Can you actually let me know what does work?

Thanks for reading.

@davidtodd1972 thank you for sharing this feedback - I will circle back with the team regarding the “You are not authorized” error on the odata/tenants endpoint when utilizing the client credentials flow.

Regarding your question about the ability to select a tenant, for 21.4 on-prem you only can only register an external application that is associated with a single orchestrator tenant. As such you cannot access multiple tenants with a single application registration on-prem.

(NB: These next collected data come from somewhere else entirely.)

PR #159, opened 2023-04-17
Implement Equivalence trait for complex types

### LINKED ISSUE #149: Implement Equivalence trait for complex types
Hi,

the ```Equivalence``` trait is currently not implemented for complex types (see types in ```datatype.rs```).
It would be simple to add  corresponding definitions for the types ```c32``` and ```c64``` defined in the ```Cauchy``` crate.
This might make sense as this is a widely used package for complex types. However, it would introduce a dependency to ```Cauchy```. Is this possible or not a preferable option for ```rsmpi```? If possible, I will be happy to write a pull request for it.

keefehuang:
Closes #149.

Adds feature "complex" to top level Cargo.toml with dependency on num_complex library.
Externs MPI_C_FLOAT_COMPLEX and MPI_C_DOUBLE_COMPLEX.
Implements Equivalence trait for Complex types from `num_complex` to C MPI implementations by directly mapping to MPI_C_FLOAT_COMPLEX and MPI_C_DOUBLE_COMPLEX.


jedbrown:
Thanks! Could you add a test? I don't think it needs to go in `examples/`, but either `tests/` or a unit test in `datatype.rs`?

jedbrown:
Hi @keefehuang, just checking if you'd be able to rebase on main (to settle the conflict above) and add a test for this new feature?

keefehuang:
Ah sorry. I've added unittests into the same file complex.rs. Which additional tests should I include?

Cargo.toml
```diff
@@ -24,14 +24,20 @@ default = ["user-operations"]
...
+
 
 [dependencies]
 conv = "0.3.3"
 libffi = { version = "3.2.0", optional = true }
 # Public dependency ("derive" feature)
-memoffset = {version = "0.9", optional = true }
+
+num-complex = { version = "0.4.3", optional = true }
+memoffset = { version = "0.9", optional = true }
```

You may have noticed in the external application app registration flow there is a tenant picker control, and that will allow you to configure external applications for other tenants.

1 Like

Thank you for the reply Zawad.
You are correct and i do feel the fool.
Every OData connection is tied to a tenant.
Case closed

Since you are quite knowledgeable, do you know if start a job with specific user still works?

I send out

https://uipath/odata/Folders?$filter=FullyQualifiedName eq ‘DEV’ & $select=Id

I receive

@odata.count”: 1,
“Id”: 2

So clearly I have found 1 folder and its ID is 2.

I send out

https://uipath/odata/Releases?$filter=Name eq ‘DaveTest1’ & $select=Key

I receive

@odata.count”: 1,
“Key”: “XXX”

So clearly I have found 1 process and its Key is XXX.

I send out

https://uipath/odata/Users?$filter=UserName eq ‘YYY’ & $select=Id

I receive

@odata.count”: 1,
“Id”: 50

So clearly I have found 1 user and its ID is 50.

I send out

https://uipath/odata/Jobs/UiPath.Server.Configuration.OData.StartJobs

Header
{
“Authorization”: “Bearer ABC”,
“Content-Type”: “application/json”,
“X-UIPATH-OrganizationUnitId”: “2”
}

Body
{
“startInfo”: {
“ReleaseKey”: “XXX”,
“RobotIds”: [50],
“Strategy”: “Specific”
}
}

I receive

Status Code 409
{
“message”: “Couldn’t find the specified unattended user/robot in the current folder.\r\nclientRequestId: f0809de2-259c-427b-a413-3305b7c49618”,
“errorCode”: 1671,
“resourceIds”: null
}

I know that user 50 is added to folder 2, I have checked this many times, and this user does run the process when I do not specify user.

So,

  • Am I doing something glaringly wrong?
  • Is Specify User not working in 21.04 On Prem Orchestrator?

This topic was automatically closed 3 days after the last reply. New replies are no longer allowed.